▶ [EXERCISE DIRECTIONS]: Your answer should consist of every line from the records that holds the string "account".

▶ [GIVEN DATA]:
■ ■ ■ ■ ■

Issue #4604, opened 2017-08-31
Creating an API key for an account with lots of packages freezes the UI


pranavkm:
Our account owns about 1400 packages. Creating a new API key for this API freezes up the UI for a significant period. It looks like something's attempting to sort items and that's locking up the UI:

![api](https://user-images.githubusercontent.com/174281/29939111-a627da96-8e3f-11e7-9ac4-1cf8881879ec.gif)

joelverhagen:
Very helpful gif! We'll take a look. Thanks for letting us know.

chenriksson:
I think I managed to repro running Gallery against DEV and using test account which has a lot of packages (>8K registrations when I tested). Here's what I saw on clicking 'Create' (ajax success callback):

■ ■ ■ ■ ■

▶ [PROBLEM SOLUTION]:
Creating an API key for an account with lots of packages freezes the UI
Our account owns about 1400 packages. Creating a new API key for this API freezes up the UI for a significant period. It looks like something's attempting to sort items and that's locking up the UI:
I think I managed to repro running Gallery against DEV and using test account which has a lot of packages (>8K registrations when I tested). Here's what I saw on clicking 'Create' (ajax success callback):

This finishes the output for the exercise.